**ABOUT THIS TASK**: Scan the records beneath this line for the line holding "MacVentura 13.6.3 Intel." and the line holding "Sorry, I think", then transcribe exactly those two and all lines between.

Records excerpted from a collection
*** Block opens ***
PR #3194, opened 2024-05-11
Use SplashScreen flag for all aqt tooltips

voczi:
Prevents tooltip from showing when parent is out of focus. Noticeable at startup with the collection sync tooltip, but also with all other tooltips. WindowType reference: https://doc.qt.io/qt-6/qt.html#WindowType-enum

### DIFF
--- a/CONTRIBUTORS
+++ b/CONTRIBUTORS
@@ -173,6 +173,7 @@ jthulhu <https://github.com/jthulhu>
 Escape0707 <tothesong@gmail.com>
 Loudwig <https://github.com/Loudwig>
 Wu Yi-Wei <https://github.com/Ianwu0812>
+Voczi <dev@voczi.com>
 
 ********************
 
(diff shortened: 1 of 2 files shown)


voczi:
Only thing is that the tool tip doesn't follow the parent window if you decide to move it. Not sure how big of an issue that would be.

dae:
Seems reasonable, thanks. Let's give it a try.

abdnh:
This is causing focus to move to the tooltip until hidden. Slightly annoying when adding cards quickly, but not a big deal.

voczi:
> This is causing focus to move to the tooltip until hidden. Slightly annoying when adding cards quickly, but not a big deal.

Eh? The tooltip for an added card is 500ms if I understood the code correctly. Are you adding cards with Power Automate or something?

abdnh:
I just noticed this while adding cards quickly to test a PR.

voczi:
@dae Would really appreciate it if you pinged here with the problem causing the revert. I shouldn't have to manually check the PR.

PR #3197, opened 2024-05-12
Do not show media auto sync errors

### LINKED ISSUE #3130: Media auto sync: "connection closed before message completed⁩"
> Hi,
> i use Anki on MacVentura 13.6.3 Intel.
> Anki Version: Version ⁨24.04 (429bc9e1)⁩
> and i get this error from time to time. (when i “unsleep” the notebook).
> then i click the error message several times and its gone until the next time.
> A network error occurred.
> Error details: ⁨error sending request for url (): connection closed before message completed⁩

Originally reported on https://forums.ankiweb.net/t/a-network-error-occurred-error-details-error-sending-request-for-url-connection-closed-before-message-completed/43294

I'd thought that we might want to show errors to the user when automatically syncing, but perhaps we should just dump them to the console instead. If there's some persistent error, users should end up seeing it when they sync manually or close/open the program.

abdnh:
Closes #3130

### DIFF
--- a/qt/aqt/main.py
+++ b/qt/aqt/main.py
@@ -1071,16 +1071,13 @@ title="{}" {}>{}</button>""".format(
         else:
             after_sync(False)
 
-    def maybe_auto_sync_media(self) -> None:
-        if self.can_auto_sync():
-            return
-        # media_syncer takes care of media syncing preference check
-        self.media_syncer.start(True)
-
     def can_auto_sync(self) -> bool:
+        "True if syncing on startup/shutdown enabled."
+        return self._can_sync_unattended() and self.pm.auto_syncing_enabled()
+
+    def _can_sync_unattended(self) -> bool:
         return (
-            self.pm.auto_syncing_enabled()
-            and bool(self.pm.sync_auth())
+            bool(self.pm.sync_auth())
             and not self.safeMode
             and not self.restoring_backup
         )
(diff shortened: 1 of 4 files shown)


qt/aqt/main.py
```diff
@@ -1075,7 +1075,7 @@ def maybe_auto_sync_media(self) -> None:
         if self.can_auto_sync():
```
abdnh, line 1075: Looks like an inverted check bug?

dae:
Sorry, I think the terminology here may be confusing.

The "autosync" setting is about syncing on program open/close. The issue on #3130 was about errors popping up when the "periodically sync media" option is enabled - the one run by on_autosync_timer(). We want to show errors for the former, but not for the latter.

dae:
...so confusing that I appear to have confused myself. ^_^; I now see that you're only passing in True in _maybe_auto_sync_media. So it looks like this is already ok? It might be nice to rename is_autosync to is_periodic_sync to hopefully avoid confusion in the future.

qt/aqt/main.py
dae: You're right, but it's doubly-wrong - it's looking at the auto-sync setting instead of the periodic sync setting. I'll refactor.

dae:
Thanks Abdo!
*** Block closes ***
**ANSWER TO THE EXERCISE**:
> i use Anki on MacVentura 13.6.3 Intel.
> Anki Version: Version ⁨24.04 (429bc9e1)⁩
> and i get this error from time to time. (when i “unsleep” the notebook).
> then i click the error message several times and its gone until the next time.
> A network error occurred.
> Error details: ⁨error sending request for url (): connection closed before message completed⁩

Originally reported on https://forums.ankiweb.net/t/a-network-error-occurred-error-details-error-sending-request-for-url-connection-closed-before-message-completed/43294

I'd thought that we might want to show errors to the user when automatically syncing, but perhaps we should just dump them to the console instead. If there's some persistent error, users should end up seeing it when they sync manually or close/open the program.

abdnh:
Closes #3130

### DIFF
--- a/qt/aqt/main.py
+++ b/qt/aqt/main.py
@@ -1071,16 +1071,13 @@ title="{}" {}>{}</button>""".format(
         else:
             after_sync(False)
 
-    def maybe_auto_sync_media(self) -> None:
-        if self.can_auto_sync():
-            return
-        # media_syncer takes care of media syncing preference check
-        self.media_syncer.start(True)
-
     def can_auto_sync(self) -> bool:
+        "True if syncing on startup/shutdown enabled."
+        return self._can_sync_unattended() and self.pm.auto_syncing_enabled()
+
+    def _can_sync_unattended(self) -> bool:
         return (
-            self.pm.auto_syncing_enabled()
-            and bool(self.pm.sync_auth())
+            bool(self.pm.sync_auth())
             and not self.safeMode
             and not self.restoring_backup
         )
(diff shortened: 1 of 4 files shown)


qt/aqt/main.py
```diff
@@ -1075,7 +1075,7 @@ def maybe_auto_sync_media(self) -> None:
         if self.can_auto_sync():
```
abdnh, line 1075: Looks like an inverted check bug?

dae:
Sorry, I think the terminology here may be confusing.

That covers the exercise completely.